(Data items)
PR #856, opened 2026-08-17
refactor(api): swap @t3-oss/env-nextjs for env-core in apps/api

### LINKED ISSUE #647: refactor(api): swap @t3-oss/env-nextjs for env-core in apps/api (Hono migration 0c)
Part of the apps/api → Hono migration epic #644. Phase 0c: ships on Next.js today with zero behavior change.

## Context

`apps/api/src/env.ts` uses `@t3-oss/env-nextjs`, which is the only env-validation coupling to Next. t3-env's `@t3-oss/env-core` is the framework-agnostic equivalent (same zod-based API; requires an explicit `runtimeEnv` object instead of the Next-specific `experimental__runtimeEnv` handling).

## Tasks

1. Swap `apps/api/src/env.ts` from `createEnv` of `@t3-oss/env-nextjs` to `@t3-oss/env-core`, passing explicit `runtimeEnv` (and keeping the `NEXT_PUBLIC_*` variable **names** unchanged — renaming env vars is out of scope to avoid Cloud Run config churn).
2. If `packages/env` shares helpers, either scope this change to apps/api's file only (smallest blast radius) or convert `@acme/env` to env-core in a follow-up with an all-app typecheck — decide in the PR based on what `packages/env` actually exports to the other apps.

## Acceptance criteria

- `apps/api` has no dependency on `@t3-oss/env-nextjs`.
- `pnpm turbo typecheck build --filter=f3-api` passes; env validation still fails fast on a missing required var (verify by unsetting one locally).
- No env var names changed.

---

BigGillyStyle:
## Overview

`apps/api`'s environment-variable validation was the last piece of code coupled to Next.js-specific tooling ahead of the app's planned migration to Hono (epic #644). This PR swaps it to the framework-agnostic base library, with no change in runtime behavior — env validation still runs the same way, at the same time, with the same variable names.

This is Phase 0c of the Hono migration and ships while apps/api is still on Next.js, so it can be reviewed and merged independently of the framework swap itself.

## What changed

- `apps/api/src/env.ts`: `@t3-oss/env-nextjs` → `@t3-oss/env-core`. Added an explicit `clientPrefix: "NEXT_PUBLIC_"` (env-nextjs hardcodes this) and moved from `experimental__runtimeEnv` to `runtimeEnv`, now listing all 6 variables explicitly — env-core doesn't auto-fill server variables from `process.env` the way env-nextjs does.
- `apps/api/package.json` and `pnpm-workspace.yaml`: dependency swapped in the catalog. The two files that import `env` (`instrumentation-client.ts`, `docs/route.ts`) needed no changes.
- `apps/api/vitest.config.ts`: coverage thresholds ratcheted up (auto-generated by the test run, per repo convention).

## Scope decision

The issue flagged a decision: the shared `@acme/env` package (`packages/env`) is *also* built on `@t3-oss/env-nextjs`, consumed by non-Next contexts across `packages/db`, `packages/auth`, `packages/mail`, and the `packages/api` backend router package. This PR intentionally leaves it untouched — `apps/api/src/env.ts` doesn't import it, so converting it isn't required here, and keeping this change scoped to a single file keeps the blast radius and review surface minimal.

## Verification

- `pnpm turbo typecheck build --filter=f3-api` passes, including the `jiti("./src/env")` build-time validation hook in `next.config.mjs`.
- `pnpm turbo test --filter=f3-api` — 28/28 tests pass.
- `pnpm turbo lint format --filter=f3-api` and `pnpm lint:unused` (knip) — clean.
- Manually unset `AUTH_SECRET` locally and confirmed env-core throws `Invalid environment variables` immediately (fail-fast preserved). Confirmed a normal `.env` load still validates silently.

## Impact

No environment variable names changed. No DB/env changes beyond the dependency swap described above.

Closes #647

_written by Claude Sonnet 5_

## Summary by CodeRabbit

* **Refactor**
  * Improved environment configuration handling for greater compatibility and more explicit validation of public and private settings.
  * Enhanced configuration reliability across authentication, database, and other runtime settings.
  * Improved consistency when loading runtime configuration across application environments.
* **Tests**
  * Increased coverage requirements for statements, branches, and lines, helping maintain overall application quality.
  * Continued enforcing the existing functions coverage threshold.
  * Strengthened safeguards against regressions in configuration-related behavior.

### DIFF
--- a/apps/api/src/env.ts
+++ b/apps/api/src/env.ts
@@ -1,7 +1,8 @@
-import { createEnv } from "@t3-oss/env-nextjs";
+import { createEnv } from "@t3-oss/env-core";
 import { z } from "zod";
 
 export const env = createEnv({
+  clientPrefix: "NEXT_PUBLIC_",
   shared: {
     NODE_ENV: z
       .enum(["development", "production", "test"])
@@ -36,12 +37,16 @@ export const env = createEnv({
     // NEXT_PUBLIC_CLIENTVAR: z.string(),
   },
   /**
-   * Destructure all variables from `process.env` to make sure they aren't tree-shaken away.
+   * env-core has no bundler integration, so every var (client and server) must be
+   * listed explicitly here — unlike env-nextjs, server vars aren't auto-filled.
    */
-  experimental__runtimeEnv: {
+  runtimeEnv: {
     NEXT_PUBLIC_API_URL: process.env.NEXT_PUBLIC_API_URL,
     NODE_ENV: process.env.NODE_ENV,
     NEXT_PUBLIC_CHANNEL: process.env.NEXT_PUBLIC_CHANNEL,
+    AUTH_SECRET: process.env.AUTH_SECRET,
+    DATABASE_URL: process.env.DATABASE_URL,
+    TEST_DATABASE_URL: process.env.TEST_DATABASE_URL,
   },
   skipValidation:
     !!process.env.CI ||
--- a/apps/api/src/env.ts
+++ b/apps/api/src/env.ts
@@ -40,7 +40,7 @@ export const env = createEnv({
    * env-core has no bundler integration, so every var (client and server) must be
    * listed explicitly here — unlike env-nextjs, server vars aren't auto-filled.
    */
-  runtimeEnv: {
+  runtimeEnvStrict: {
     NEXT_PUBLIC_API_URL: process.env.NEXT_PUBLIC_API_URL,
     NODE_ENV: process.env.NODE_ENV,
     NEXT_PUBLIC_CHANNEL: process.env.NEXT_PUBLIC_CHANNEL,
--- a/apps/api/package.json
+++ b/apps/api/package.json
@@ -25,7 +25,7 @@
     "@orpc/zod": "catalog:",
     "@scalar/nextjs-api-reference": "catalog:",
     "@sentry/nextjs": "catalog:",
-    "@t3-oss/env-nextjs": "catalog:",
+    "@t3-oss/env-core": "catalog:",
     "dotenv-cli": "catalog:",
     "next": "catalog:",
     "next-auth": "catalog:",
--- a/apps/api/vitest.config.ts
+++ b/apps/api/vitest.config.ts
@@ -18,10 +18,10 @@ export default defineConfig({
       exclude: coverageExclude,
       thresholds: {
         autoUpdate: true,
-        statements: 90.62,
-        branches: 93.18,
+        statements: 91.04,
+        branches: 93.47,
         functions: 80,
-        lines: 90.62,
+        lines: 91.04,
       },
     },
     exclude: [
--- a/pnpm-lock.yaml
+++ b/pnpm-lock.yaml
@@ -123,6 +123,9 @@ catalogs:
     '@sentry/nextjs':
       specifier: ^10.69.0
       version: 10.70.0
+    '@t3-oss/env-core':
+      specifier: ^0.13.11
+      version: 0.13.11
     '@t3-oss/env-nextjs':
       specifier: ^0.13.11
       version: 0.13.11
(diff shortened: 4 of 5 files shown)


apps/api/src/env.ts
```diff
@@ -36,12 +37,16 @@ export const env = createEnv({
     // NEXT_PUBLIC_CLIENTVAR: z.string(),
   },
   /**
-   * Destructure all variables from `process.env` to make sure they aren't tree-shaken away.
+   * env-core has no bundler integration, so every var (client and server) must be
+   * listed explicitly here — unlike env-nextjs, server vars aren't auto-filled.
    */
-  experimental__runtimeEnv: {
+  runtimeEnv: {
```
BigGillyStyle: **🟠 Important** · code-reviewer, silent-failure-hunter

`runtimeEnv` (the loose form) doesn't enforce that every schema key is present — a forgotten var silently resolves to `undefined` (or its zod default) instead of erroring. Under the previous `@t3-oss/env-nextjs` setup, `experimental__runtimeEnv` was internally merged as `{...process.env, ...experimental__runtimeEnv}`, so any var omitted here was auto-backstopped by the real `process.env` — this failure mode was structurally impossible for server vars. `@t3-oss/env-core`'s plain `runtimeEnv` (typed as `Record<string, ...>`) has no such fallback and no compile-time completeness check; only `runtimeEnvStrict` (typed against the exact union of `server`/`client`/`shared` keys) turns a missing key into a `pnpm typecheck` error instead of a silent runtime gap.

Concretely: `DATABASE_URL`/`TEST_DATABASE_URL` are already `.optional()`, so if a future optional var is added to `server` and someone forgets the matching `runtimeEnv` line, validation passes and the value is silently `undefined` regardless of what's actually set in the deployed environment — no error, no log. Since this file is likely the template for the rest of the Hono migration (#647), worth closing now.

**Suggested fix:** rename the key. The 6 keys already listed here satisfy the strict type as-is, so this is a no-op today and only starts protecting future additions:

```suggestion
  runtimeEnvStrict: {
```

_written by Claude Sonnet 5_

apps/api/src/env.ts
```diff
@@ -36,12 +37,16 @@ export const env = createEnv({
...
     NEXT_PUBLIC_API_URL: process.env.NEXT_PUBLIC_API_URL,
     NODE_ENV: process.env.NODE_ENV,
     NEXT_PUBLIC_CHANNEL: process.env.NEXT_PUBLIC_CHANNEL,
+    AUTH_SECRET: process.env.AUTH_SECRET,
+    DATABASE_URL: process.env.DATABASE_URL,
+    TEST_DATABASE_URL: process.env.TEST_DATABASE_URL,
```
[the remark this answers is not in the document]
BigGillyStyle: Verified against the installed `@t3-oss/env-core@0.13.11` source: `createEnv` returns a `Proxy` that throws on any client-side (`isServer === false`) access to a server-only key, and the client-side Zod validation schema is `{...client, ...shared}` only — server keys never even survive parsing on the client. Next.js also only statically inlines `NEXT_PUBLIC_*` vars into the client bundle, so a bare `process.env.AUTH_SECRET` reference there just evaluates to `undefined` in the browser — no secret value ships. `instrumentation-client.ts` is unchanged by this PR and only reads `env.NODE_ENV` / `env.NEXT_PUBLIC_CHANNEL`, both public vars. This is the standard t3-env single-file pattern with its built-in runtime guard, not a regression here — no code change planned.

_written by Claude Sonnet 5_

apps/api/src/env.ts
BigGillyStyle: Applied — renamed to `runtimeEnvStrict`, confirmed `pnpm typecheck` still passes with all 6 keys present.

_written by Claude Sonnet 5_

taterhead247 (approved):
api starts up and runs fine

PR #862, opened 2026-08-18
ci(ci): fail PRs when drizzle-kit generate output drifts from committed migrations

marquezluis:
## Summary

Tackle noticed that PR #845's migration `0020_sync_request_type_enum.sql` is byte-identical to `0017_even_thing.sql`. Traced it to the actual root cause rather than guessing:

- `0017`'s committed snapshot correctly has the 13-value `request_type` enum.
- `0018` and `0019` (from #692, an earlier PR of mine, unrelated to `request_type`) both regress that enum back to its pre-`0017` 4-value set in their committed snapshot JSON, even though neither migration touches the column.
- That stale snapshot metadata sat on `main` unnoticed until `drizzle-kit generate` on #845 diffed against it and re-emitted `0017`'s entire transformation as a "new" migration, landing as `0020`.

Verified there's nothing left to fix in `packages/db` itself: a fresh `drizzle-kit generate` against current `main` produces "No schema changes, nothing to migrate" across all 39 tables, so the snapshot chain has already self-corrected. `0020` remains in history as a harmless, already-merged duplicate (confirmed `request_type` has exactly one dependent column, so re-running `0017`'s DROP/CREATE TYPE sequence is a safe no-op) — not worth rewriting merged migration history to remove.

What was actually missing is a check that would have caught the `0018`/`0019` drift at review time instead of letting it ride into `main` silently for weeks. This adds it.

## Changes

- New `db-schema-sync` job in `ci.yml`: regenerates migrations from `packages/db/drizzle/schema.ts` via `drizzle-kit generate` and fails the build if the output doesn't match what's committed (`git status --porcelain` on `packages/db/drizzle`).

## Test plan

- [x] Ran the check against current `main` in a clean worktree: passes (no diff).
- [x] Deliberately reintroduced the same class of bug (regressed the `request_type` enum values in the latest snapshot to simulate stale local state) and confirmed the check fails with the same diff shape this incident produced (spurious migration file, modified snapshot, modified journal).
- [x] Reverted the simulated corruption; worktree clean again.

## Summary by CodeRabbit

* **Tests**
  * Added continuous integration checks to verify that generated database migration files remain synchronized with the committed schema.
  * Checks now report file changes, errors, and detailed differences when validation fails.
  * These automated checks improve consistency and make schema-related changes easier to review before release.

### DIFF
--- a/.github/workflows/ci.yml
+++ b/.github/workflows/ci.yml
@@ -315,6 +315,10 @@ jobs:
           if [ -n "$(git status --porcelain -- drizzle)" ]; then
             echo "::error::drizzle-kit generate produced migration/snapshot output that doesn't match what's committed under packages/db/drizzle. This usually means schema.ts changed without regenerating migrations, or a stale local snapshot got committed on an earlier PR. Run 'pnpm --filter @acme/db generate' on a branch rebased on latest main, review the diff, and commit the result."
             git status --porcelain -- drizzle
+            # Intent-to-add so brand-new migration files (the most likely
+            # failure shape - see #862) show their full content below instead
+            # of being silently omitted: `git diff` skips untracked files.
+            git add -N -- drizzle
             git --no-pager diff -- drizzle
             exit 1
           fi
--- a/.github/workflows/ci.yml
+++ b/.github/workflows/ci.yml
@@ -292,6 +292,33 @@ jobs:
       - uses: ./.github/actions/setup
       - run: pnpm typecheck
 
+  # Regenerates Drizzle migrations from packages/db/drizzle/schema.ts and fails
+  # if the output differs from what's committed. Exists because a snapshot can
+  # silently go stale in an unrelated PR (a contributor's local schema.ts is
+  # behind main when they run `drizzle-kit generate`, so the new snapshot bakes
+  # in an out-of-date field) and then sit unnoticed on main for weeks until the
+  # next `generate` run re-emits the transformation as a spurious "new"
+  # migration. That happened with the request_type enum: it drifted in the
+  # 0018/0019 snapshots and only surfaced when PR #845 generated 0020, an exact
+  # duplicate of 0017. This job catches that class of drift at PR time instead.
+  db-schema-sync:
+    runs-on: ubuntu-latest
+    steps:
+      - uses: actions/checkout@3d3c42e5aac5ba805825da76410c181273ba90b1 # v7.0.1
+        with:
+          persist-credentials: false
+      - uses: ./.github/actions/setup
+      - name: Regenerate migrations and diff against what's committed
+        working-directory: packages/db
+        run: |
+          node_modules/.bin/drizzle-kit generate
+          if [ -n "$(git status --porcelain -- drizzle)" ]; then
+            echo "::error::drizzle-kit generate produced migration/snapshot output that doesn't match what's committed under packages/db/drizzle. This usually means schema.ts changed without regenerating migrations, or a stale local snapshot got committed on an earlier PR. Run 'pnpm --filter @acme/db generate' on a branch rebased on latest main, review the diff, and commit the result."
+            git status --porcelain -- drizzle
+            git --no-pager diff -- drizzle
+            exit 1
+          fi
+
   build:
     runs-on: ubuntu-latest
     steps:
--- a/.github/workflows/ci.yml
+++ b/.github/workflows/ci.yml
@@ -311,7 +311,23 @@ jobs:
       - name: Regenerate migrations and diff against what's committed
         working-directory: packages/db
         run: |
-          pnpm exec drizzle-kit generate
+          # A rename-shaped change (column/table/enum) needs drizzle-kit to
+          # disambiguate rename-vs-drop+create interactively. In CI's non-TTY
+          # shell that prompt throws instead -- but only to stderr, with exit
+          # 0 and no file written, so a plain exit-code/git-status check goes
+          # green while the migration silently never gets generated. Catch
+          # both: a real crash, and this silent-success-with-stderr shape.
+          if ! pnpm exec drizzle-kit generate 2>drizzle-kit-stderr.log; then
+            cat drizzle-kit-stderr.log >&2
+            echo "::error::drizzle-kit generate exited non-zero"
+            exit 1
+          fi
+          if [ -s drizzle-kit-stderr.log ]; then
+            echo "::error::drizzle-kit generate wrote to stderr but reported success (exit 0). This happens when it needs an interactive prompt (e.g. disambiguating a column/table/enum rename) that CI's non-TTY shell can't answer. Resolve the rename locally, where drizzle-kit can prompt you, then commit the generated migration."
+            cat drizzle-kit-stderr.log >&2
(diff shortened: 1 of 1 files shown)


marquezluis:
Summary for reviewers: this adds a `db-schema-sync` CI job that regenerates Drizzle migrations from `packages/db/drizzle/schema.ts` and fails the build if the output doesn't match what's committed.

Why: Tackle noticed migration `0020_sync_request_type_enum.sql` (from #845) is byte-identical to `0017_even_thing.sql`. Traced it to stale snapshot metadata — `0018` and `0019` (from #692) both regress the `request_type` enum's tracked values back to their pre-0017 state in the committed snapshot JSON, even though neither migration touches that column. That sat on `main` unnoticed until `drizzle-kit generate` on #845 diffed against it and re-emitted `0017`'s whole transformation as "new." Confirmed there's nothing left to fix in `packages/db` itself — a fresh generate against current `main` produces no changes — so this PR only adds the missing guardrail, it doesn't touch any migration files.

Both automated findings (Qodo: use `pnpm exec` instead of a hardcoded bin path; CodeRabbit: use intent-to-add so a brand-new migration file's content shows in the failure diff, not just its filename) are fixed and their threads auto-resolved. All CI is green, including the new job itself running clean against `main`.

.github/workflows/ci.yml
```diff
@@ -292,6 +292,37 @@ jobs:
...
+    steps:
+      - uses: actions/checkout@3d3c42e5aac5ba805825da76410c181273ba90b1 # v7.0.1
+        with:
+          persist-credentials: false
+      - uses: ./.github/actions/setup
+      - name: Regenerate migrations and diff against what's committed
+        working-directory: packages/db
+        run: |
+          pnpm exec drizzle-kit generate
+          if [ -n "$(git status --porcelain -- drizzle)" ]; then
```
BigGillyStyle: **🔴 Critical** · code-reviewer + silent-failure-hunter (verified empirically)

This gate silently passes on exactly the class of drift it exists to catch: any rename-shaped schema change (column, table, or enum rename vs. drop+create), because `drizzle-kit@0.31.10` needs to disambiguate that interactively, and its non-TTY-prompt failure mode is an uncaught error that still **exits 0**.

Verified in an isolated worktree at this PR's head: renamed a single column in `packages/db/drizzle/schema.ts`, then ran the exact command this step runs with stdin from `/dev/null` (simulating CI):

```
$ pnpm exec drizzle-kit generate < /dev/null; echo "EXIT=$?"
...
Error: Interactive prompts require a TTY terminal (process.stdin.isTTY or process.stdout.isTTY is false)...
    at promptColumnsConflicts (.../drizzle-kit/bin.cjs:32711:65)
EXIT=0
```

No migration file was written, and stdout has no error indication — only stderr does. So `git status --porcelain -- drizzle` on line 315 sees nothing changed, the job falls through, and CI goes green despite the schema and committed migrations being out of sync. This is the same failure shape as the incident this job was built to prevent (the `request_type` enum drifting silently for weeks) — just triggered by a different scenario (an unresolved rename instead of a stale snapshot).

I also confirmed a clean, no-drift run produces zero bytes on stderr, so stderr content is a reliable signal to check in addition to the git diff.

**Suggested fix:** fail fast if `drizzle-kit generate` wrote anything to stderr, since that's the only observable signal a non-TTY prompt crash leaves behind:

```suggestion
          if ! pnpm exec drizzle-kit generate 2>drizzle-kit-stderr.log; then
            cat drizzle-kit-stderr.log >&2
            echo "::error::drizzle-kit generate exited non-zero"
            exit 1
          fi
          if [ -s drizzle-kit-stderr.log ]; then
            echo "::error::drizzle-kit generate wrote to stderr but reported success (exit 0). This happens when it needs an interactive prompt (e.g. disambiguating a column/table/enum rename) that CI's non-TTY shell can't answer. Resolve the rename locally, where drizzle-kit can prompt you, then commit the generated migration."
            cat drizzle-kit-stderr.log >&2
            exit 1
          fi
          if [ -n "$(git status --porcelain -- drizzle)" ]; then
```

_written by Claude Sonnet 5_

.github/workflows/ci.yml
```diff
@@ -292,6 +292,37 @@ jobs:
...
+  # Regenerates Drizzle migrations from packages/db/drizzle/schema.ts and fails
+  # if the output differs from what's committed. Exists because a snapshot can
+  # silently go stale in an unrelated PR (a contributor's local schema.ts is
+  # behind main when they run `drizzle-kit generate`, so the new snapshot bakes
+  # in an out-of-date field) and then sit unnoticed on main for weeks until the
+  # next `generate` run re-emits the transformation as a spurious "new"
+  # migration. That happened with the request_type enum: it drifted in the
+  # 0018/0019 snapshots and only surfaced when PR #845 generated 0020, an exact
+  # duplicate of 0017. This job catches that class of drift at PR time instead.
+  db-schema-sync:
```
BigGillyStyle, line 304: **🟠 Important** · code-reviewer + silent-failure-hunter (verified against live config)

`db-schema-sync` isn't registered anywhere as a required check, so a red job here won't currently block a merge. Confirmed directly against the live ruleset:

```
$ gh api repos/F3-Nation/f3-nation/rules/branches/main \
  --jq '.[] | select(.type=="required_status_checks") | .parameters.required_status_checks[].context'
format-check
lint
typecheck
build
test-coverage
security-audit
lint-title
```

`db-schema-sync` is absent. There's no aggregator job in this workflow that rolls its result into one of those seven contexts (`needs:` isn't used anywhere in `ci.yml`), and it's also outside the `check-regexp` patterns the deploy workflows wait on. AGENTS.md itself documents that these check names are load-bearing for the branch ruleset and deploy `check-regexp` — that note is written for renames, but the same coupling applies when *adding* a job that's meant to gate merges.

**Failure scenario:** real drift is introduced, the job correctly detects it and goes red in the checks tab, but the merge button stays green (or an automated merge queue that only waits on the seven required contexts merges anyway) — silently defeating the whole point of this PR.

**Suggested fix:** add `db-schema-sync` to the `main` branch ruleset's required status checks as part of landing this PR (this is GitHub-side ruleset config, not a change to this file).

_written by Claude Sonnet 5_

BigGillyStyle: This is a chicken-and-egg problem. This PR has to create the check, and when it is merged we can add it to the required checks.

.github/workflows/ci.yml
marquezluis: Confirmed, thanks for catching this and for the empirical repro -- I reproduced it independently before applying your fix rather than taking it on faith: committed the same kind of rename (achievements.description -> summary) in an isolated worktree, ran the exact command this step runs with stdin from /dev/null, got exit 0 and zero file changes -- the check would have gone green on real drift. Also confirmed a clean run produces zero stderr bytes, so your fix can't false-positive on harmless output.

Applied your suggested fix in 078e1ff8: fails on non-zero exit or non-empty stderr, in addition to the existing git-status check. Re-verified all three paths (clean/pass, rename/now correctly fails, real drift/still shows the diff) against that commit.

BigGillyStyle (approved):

Try it:
Although the records may continue, retype only the lines from the first one through the one containing "Run config churn).", exactly as they appear.

Answer:
PR #856, opened 2026-08-17
refactor(api): swap @t3-oss/env-nextjs for env-core in apps/api

### LINKED ISSUE #647: refactor(api): swap @t3-oss/env-nextjs for env-core in apps/api (Hono migration 0c)
Part of the apps/api → Hono migration epic #644. Phase 0c: ships on Next.js today with zero behavior change.

## Context

`apps/api/src/env.ts` uses `@t3-oss/env-nextjs`, which is the only env-validation coupling to Next. t3-env's `@t3-oss/env-core` is the framework-agnostic equivalent (same zod-based API; requires an explicit `runtimeEnv` object instead of the Next-specific `experimental__runtimeEnv` handling).

## Tasks

1. Swap `apps/api/src/env.ts` from `createEnv` of `@t3-oss/env-nextjs` to `@t3-oss/env-core`, passing explicit `runtimeEnv` (and keeping the `NEXT_PUBLIC_*` variable **names** unchanged — renaming env vars is out of scope to avoid Cloud Run config churn).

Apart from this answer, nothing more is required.